How much electricity a single wind turbine produces depends on its size, capacity, and location. Depending on the technology and wind conditions, the capacity factor of modern wind turbines is around 40% to 50%. In better locations with higher wind speeds (for example, offshore or on a windy coast), the capacity factor reaches over 50%. The capacity factor equates to the productivity of the wind turbine. If the wind turbine was able to operate at full capacity all year round, this would mean a 100% capacity factor. In reality, however, the wind does not constantly blow at full speed, which is why wind turbines have a lower capacity factor in reality. The capacity factor is calculated by dividing the annual actual production by the annual theoretical maximum production. 

For example, the total capacity of the Saarde wind farm, which will begin to operate in Pärnu this summer, is 39 MW, and the estimated annual production is about 135 GWh, which makes it the most productive wind farm in Estonia. The energy produced at the Saarde wind farm covers the annual electricity needs of all homes in Pärnu County, i.e. more than 40,000 households. 

Offshore wind turbines produce a certain amount of electricity almost continuously because they produce electricity at a wind speed of 3 m/s and at a height of a few hundred meters above sea level. Thus, one offshore wind turbine covers the annual electricity needs of nearly 20,000 households.
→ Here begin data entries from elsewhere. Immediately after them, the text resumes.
Issue #49, opened 2019-04-16
Add section numbers to pdf bookmarks


thirtytwobits:
It'd be helpful to have the section numbers in the index. As the below image shows, it's not easy to do something like "go to section 3" without them:

![Screen Shot 2019-04-16 at 10 21 48 AM](https://user-images.githubusercontent.com/19180861/56230595-7ab72e00-6031-11e9-9401-008218293399.png)

PR #84, opened 2020-06-08
Make Section Numbers Appear in PDF Bookmark Tree

Finwood:
By setting hyperref's `bookmarksnumbered` option, the generated pdf bookmark tree has section numbers prepended to the entries.

image

This would close UAVCAN/specification#49.

### DIFF
--- a/specification/uavcandoc.cls
+++ b/specification/uavcandoc.cls
@@ -275,6 +275,9 @@
 \preto\listoftables{\hypersetup{linkcolor=black}         \setlength{\parskip}{0em}}
 \appto\listoftables{\hypersetup{linkcolor=colorhyperlink}\setlength{\parskip}{\DefaultParskip}}
 
+% Include section numbers in the pdf bookmark tree.
+\hypersetup{bookmarksnumbered}
+
 %
 % Table macros.
 %


clyde-johnston:
I am not clear where this appears in the document. I think it appears in the sidebar of the PDF viewer and allows the user to quickly jump to the section or page he/she wants. This is a useful feature but its presentation is PDF viewer specific; the publisher has no control over this.

Normally with a list like this, though, the space between the number (or label) would be variable and act as padding so that the list item (i.e. the description) would all align vertically. You notice that, for example, "Introduction" and "Basic concepts" in items 1 and 2 are not aligned. If there were a 3.10, this misalignment would be even more apparent.

In my PDF viewer, hyperlinked ToC lists appear like this:

image

In a well typeset document, the table of contents would look like this:
ToC

As for the content, I do not see any problems.

Finwood:
> I am not clear where this appears in the document. I think it appears in the sidebar of the PDF viewer and allows the user to quickly jump to the section or page he/she wants.

That is correct, this PR adds the previously missing section numbers to the existing sidebar table-of-contents tree.

> its presentation is PDF viewer specific; the publisher has no control over this

This is not entirely true. The graphical rendering of the tree is surely platform and viewer specific, the text however is not. Viewers do not automagically add section numbers to the bookmark text, allowing publishers greater control over the ToC tree's appearance.
This also applies to your example, apparent in the first entry _Table 1. Device Summary_ not having a number prepended.

> In a well typeset document, the table of contents would look like this:

Don't we have that already? :thinking: 

image

clyde-johnston:
>This is not entirely true. The graphical rendering of the tree is surely platform and viewer specific, the text however is not. 

Hmmm....  :confused: 

I did say "_its presentation_ is PDF viewer specific; the publisher has no control over this". The content/text is another matter. :eyeglasses: 

>Don't we have that already? thinking

I had not seen the document; just the snippet presented in this PR.

I would have more than a few quibbles with the ToC presentation though; particularly with the change in font sizes (the page numbers look terrible!). Maybe you should remove the third-level items from the list. The reader is unlikely to be searching for these details in the ToC anyway and it would improve readability. If you do need it, then I would make the font size the same as the second-level items.

Anyway, it is certainly not as clear and well presented as the original example. There it uses white space and emphasis well, making it easy to read. You might want to use it as a model for how to present table of contents well.

Finwood:
> I would have more than a few quibbles with the ToC presentation though; particularly with the change in font sizes (the page numbers look terrible!). Maybe you should remove the third-level items from the list.

I agree, that _does_ look rather strange in my opinion as well. This is, however, outside the scope of this PR.

The three lines I would like to be merged address solely the section numbers in pdf bookmarks, as requested by @thirtytwobits in #49. If my attempt at solving _that_ issue is not sufficient, please tell me why, and I'll be happy to try adapting my solution. If the changes in #49 are indeed not wanted by this project's maintainers, please just drop this PR ¯\_(ツ)_/¯

> You might want to use it as a model for how to present table of contents well.

Since this single commit adding three single lines is my first contribution to this document, I don't see myself being in a position deciding on layout and typesetting. Design is a matter of personal taste, after all.

clyde-johnston:
I have no problem with the hyperlink bookmarks.  I think this is a useful feature for the reader so I would go ahead and merge this PR.

On the question that I was asked:
> @clyde-johnston does it look ok to you?

The short answer is: no (if by "it" you mean the document).  I would say, after now successfully compiling the document, that it suffers the same problems as the Zubax datasheets.  In fact, it looks like uavcandoc.cls has much of the same code as zubaxdoc.cls.  We should probably address the problems in both (e.g. title formats on later versions) together.

PR #87, opened 2020-06-24
Fixing bit order for example in section 3.8.3.4

thirtytwobits:
Small fix.


thirtytwobits:
> Conventions dictate that we should put comments under the definition, not above.

Which comments are you referring to? The ones I added were not documenting a data field. They were general comments within the type.
 
> Per #70, 3.7.5 and 4.2.3 are next?
yes.

pavel-kirienko:
Here's one example; it was like this:

```
bool flag_cooling_system_b_active
bool flag_cooling_system_a_active
# Status flags (this is the recommended practice).
```

Now it's like this:

```
# Status flags (this is the recommended practice).
bool flag_cooling_system_a_active
bool flag_cooling_system_b_active
```

Issue #81, opened 2020-05-23
UAVCAN/CAN PHY: Mention the recommended impedance


pavel-kirienko:
See for context: https://forum.uavcan.org/t/on-can-cable-impedance-and-rj45-connectors/845

thirtytwobits:
Super-ceded by removal of the physical layer from the specification.

PR #95, opened 2020-07-29
removing physical layer section from spec

thirtytwobits:
As discussed on the dev call, the physical layer specification for CAN
transports is significantly less mature than the rest of this specification and is
also the most difficult layer to standardize in generic terms. Proper
functioning of the CAN data-link layer requires properly designed
electrical busses with properties specific to the physical
dimensions of a vehicle, the topology of the network, the number of transceivers connected
to the network, the location of the transceivers in relation to each other,
and the electrical properties of each transceiver. As high data-rate
variants like CAN-FD 1/5Mbs are deployed this electrical engineering
will become even more important even for very small CAN busses.
Because of this we are removing the physical layer specification from
the core document but reserve the right to create sibling documents
that standardize physical UAVCAN networks based on vehicle morphology
and supported transports.


pavel-kirienko (approved):
Four weeks with no objections. I think this is safe to merge.

This PR invalidates https://github.com/UAVCAN/specification/issues/81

Offshore wind turbines are three to four times more powerful than land-based wind turbines. An offshore wind farm with 80 wind turbines produces roughly 60% of Estonia’s annual electricity needs. 

4. What happens if there is no wind? 

Depending on the wind conditions, wind turbines produce energy with variable capacity but, luckily, they do not produce energy in isolation. Estonia has external connections for capacity that is bigger than Estonia’s electricity consumption at the coldest time of the year. The region of the Nordic and Baltic countries is large enough that there is never a complete lack of wind in the entire region at the same time. If it happens that a large number of wind turbines are down, for example in the summer, then solar and hydro plants still produce renewable electricity in the region. In addition, there are already storage and fast-starting reserve power plants in the region, and more will be built in the coming years. 
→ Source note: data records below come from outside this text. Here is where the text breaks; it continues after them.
PR #7976, opened 2023-10-06
fix(kuma-cp): meta validation compatible with Kubernetes naming rules

lobkovilya:
### Checklist prior to review

### DIFF
--- a/pkg/api-server/resource_endpoints.go
+++ b/pkg/api-server/resource_endpoints.go
@@ -166,18 +166,21 @@ func (r *resourceEndpoints) createOrUpdateResource(request *restful.Request, res
 		return
 	}
 
-	if err := r.validateResourceRequest(request, resourceRest.GetMeta()); err != nil {
+	create := false
+	resource := r.descriptor.NewObject()
+	if err := r.resManager.Get(request.Request.Context(), resource, store.GetByKey(name, meshName)); err != nil && store.IsResourceNotFound(err) {
+		create = true
+	} else if err != nil {
+		rest_errors.HandleError(request.Request.Context(), response, err, "Could not find a resource")
+	}
+
+	if err := r.validateResourceRequest(request, resourceRest.GetMeta(), create); err != nil {
 		rest_errors.HandleError(request.Request.Context(), response, err, "Could not process a resource")
 		return
 	}
 
-	resource := r.descriptor.NewObject()
-	if err := r.resManager.Get(request.Request.Context(), resource, store.GetByKey(name, meshName)); err != nil {
-		if store.IsResourceNotFound(err) {
-			r.createResource(request.Request.Context(), name, meshName, resourceRest.GetSpec(), response)
-		} else {
-			rest_errors.HandleError(request.Request.Context(), response, err, "Could not find a resource")
-		}
+	if create {
+		r.createResource(request.Request.Context(), name, meshName, resourceRest.GetSpec(), response)
 	} else {
 		r.updateResource(request.Request.Context(), resource, resourceRest.GetSpec(), response)
 	}
@@ -272,7 +275,7 @@ func (r *resourceEndpoints) deleteResource(request *restful.Request, response *r
 	}
 }
 
-func (r *resourceEndpoints) validateResourceRequest(request *restful.Request, resourceMeta rest_v1alpha1.ResourceMeta) error {
+func (r *resourceEndpoints) validateResourceRequest(request *restful.Request, resourceMeta rest_v1alpha1.ResourceMeta, create bool) error {
 	var err validators.ValidationError
 	name := request.PathParameter("name")
 	meshName := r.meshFromRequest(request)
@@ -288,7 +291,11 @@ func (r *resourceEndpoints) validateResourceRequest(request *restful.Request, re
 	if r.descriptor.Scope == model.ScopeMesh && meshName != resourceMeta.Mesh {
 		err.AddViolation("mesh", "mesh from the URL has to be the same as in body")
 	}
-	err.AddError("", mesh.ValidateMeta(name, meshName, r.descriptor.Scope))
+	if create {
+		err.AddError("", mesh.ValidateMeta(resourceMeta, r.descriptor.Scope))
+	} else {
+		err.AddError("", mesh.ValidateMetaBackwardsCompatible(resourceMeta, r.descriptor.Scope))
+	}
 	return err.OrNil()
 }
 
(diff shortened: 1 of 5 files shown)


lahabana (commented):
Missing upgrade.md note btw

pkg/api-server/testdata/resource_name-mesh.golden.json
```diff
@@ -6,22 +6,22 @@
  "invalid_parameters": [
   {
    "field": "name",
-   "reason": "invalid characters. Valid characters are numbers, lowercase latin letters and '-', '_' symbols."
+   "reason": "invalid characters. A lowercase RFC 1123 subdomain must consist of lower case alphanumeric characters, '-' or '.', and must start and end with an alphanumeric character"
   },
   {
    "field": "mesh",
-   "reason": "invalid characters. Valid characters are numbers, lowercase latin letters and '-', '_' symbols."
+   "reason": "invalid characters. Valid characters are numbers, lowercase latin letters and '-', '_', '.' symbols."
```
lahabana, line 13: can a mesh have `_`?

pkg/core/resources/apis/mesh/meta_validator.go
```diff
@@ -3,33 +3,70 @@ package mesh
...
 )
 
-var nameMeshRegexp = regexp.MustCompile("^[0-9a-z-_]*$")
+var (
+	backwardCompatRegexp = regexp.MustCompile(`^[0-9a-z-_.]*$`)
+	backwardCompatErrMsg = "invalid characters. Valid characters are numbers, lowercase latin letters and '-', '_', '.' symbols."
+)
+
+var (
+	identifierRegexp = regexp.MustCompile(`^[a-z0-9]([-a-z0-9]*[a-z0-9])?(\.[a-z0-9]([-a-z0-9]*[a-z0-9])?)*$`)
```
lahabana, line 16: Isn't there a max size too?

pkg/api-server/testdata/resource_name-mesh.golden.json
lobkovilya: Yes, but you won't be able to create new meshes with `_` (because when you create new mesh you actually check `name`)

pkg/core/resources/apis/mesh/meta_validator.go
lobkovilya: If I understand https://github.com/kumahq/kuma/pull/6123/files correctly we rely on the store to validate the length

pkg/api-server/resource_endpoints.go
```diff
@@ -288,7 +291,15 @@ func (r *resourceEndpoints) validateResourceRequest(request *restful.Request, re
...
 		err.AddViolation("mesh", "mesh from the URL has to be the same as in body")
 	}
-	err.AddError("", mesh.ValidateMeta(name, meshName, r.descriptor.Scope))
+	if create {
+		err.AddError("", mesh.ValidateMeta(resourceMeta, r.descriptor.Scope))
+	} else {
+		if verr, msg := mesh.ValidateMetaBackwardsCompatible(resourceMeta, r.descriptor.Scope); verr.HasViolations() {
+			err.AddError("", verr)
+		} else if msg != "" {
+			core.Log.Info(msg)
```
michaelbeaumont, line 300: should there be more context added to this log message?

lobkovilya: Now it looks like:
> [WARNING] Kuma 2.5.x introduces more strict validation rules for resource name, it must consist of lower case alphanumeric characters, '-' or '.', and must start and end with an alphanumeric character. You can't CREATE resources with invalid names anymore, but it's possible to UPDATE such resources until Kuma 2.7.x is released.

What would you like to add to this message?

michaelbeaumont: isn't it just alone? Should we not indicate which resource is triggering it?

lobkovilya: Right, let me add this

michaelbeaumont (approved):

pkg/core/resources/apis/mesh/meta_validator.go
lahabana: Would it make sense to have api level validation? Or just a recipe for disaster?

lobkovilya: We don't have issues with validating name length at this moment (it's already compatible with Kubernetes), so I don't think it's necessary to include in this PR. But I can add it, should be a small change

pkg/api-server/resource_endpoints.go
```diff
@@ -288,7 +291,15 @@ func (r *resourceEndpoints) validateResourceRequest(request *restful.Request, re
...
 		err.AddViolation("mesh", "mesh from the URL has to be the same as in body")
 	}
-	err.AddError("", mesh.ValidateMeta(name, meshName, r.descriptor.Scope))
+	if create {
+		err.AddError("", mesh.ValidateMeta(resourceMeta, r.descriptor.Scope))
+	} else {
+		if verr, msg := mesh.ValidateMetaBackwardsCompatible(resourceMeta, r.descriptor.Scope); verr.HasViolations() {
+			err.AddError("", verr)
+		} else if msg != "" {
+			core.Log.Info(msg, "type", r.descriptor.Name, "mesh", resourceMeta.Mesh, "name", resourceMeta.Name)
```
jakubdyszkiewicz, line 300: we should not use unnamed logs. It does not map well in Datadog. I see there is `log` in the package. Additionally, technically we should use `AddFieldsFromCtx`, but I imagine we most likely won't hit this issue with Mesh in Konnect, won't we?

pkg/core/resources/apis/mesh/meta_validator.go
jakubdyszkiewicz: +1 to add it

pkg/api-server/resource_endpoints.go
lobkovilya: Changed this to use `log`. There isn't much we can do even if we see the message in Konnect, that's down to the user to rename their policies

pkg/core/resources/apis/mesh/meta_validator.go
lobkovilya: Added. We actually handled this pretty badly on the client side:
```
$ kumactl apply -f resource_with_long_name.yaml
Error: Could not create a resource (Internal Server Error)
```

jakubdyszkiewicz (approved):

We have modeled the volumes of wind electricity production according to wind conditions since 2006 and found that by adding two offshore wind farms, new onshore wind farms and solar farms, and storage capacities in Estonia, we would be able to cover 95% of Estonia’s annual electricity needs with such a portfolio and to export it at certain times. In order to cover the remaining 5%, it is reasonable to have on-site reserve production capacities in addition to connections. Today, the solution is the existing oil shale boilers but, in the future, biomethane-based or cross-sector coupling solutions can be used (to produce hydrogen and heat from green electricity, charge cars, etc.). The need for reserves is in no way only related to renewable energy solutions – keeping certain capacities in reserve is always necessary for any combination of energy production capacities. 

5. Why do we need wind electricity? 

The more electricity we produced from renewable energy, the less we need to use gas and oil shale. Abandoning fossil fuels is necessary to slow down climate change and maintain a livable climate. As electricity consumption increases, for example, due to the growth of electric transport, methods must be found to produce electricity without fossil energy sources. 

In Estonia, the best way to produce clean electricity is wind turbines, because we live in a sparsely populated windy region and the wind blows just when we need electricity the most, i.e. in the autumn and winter. Also, the price of producing electricity from wind or solar power is cheaper since there is no need to buy fuel to produce the electricity. This is also important in conjunction with stock market logic: the more renewable energy there is on the market at a cheaper price, the lower the price of electricity will be for everyone.